Erik Satie: Vexations. Played live by the composer. The same ametric passage played over and over 840 times. That should keep you lot happy for 12 hours.


----------



## science (Oct 14, 2010)

ComposerOfAvantGarde said:


> Erik Satie: Vexations. Played live by the composer. The same ametric passage played over and over 840 times. That should keep you lot happy for 12 hours.


If we can get the audience to believe that the composer is playing... we should go in business with the televangelist.


----------



## science (Oct 14, 2010)

So:

1. Glass: Aguas da Amazonia - Uakti 
2. Beethoven: Piano Sonata #30 - Schiff
3. Satie: Vexations - the ghost of the composer 
4. The Tournai Mass, etc. - Trio Mediaeval










With Satie and now this, we'll be raking in the New Age crowd.


----------



## quack (Oct 13, 2011)

As the audience has probably drifted off into a light doze after that tender mass I would probably slap them back awake with Vaughan Williams' 4th


----------



## Kevin Pearson (Aug 14, 2009)

Keeping with the British theme we play Havergal Brian's Gothic Symphony so we can take a nap. 

Kevin


----------



## Sid James (Feb 7, 2009)

Great idea for a thread, _science_.

My selection is *Weber's two piano concertos*. Weber wrote these works for himself to play, and that may explain why they have not entered the repertoire. He had a larger hand-span than the average pianist. In these works, Weber treats the piano like a vocalist, it comes across as being opera without words. There are many exquisite duos and trios the soloist plays with various instruments, notably the woodwinds and cello. The slow movements are very lyrical and poetic, while the outer movements are more virtuosic and flashy. The finales have quite vigorous and optimistic dance tunes. Enjoy!...


----------



## Op.123 (Mar 25, 2013)

Schumann - Piano concerto (Predictable yes but I wanted to share the recording rather than the work)

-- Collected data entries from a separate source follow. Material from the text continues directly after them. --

PR #1362, opened 2025-01-08
fix: `FileLeafSkel._inject_serving_url()` is the better choice

phorward:
`File.write()` didn't make serving_url injection.
Therefore, this refactoring is a much better solution.

### DIFF
--- a/src/viur/core/modules/file.py
+++ b/src/viur/core/modules/file.py
@@ -764,7 +764,7 @@ class File(Tree):
         :param public: True if the file should be publicly accessible.
         :return: Returns the key of the file object written. This can be associated e.g. with a FileBone.
         """
-        logging.info(f"{filename=} {mimetype=} {width=} {height=} {public=}")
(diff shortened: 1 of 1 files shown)


src/viur/core/modules/file.py
```diff
@@ -392,6 +392,31 @@ class FileLeafSkel(TreeSkel):
         }
     )
 
+    @classmethod
+    def __inject_serving_url(cls, skel: SkeletonInstance) -> None:
```
sveneberth, line 396:
```suggestion
    def _inject_serving_url(cls, skel: SkeletonInstance) -> None:
```

The name mangling make is uncomfortable if you are subclassing things (Access to `Skeleton._Skeleton__seo_key_trans` is already enough anoying for me ...). I would avoid it unless you have a real reason to keep things inside the same class and not make them available to sub or other classes. "Private" should be enough to signal internal use.

sveneberth (changes requested):

sveneberth (approved):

Howard Shelley & Orchestra of Opera North

PM me if you want the audio files.


----------



## Vesteralen (Jul 14, 2011)

Well, it's time for *Monteverdi - Madrigals Book 5 - Concerto Italiano / Rinaldo Alessandrini*


----------



## apricissimus (May 15, 2013)

Put on some six-hour Morton Feldman piece. Take a nap. Catch a movie. Visit the grandkids, etc.


----------



## realdealblues (Mar 3, 2010)

I would play for my first spin:

View attachment 21937


Mahler: Symphony No. 3
Leonard Bernstein & The New York Philharmonic


----------



## deggial (Jan 20, 2013)

4:33 and leave the microphone on.


----------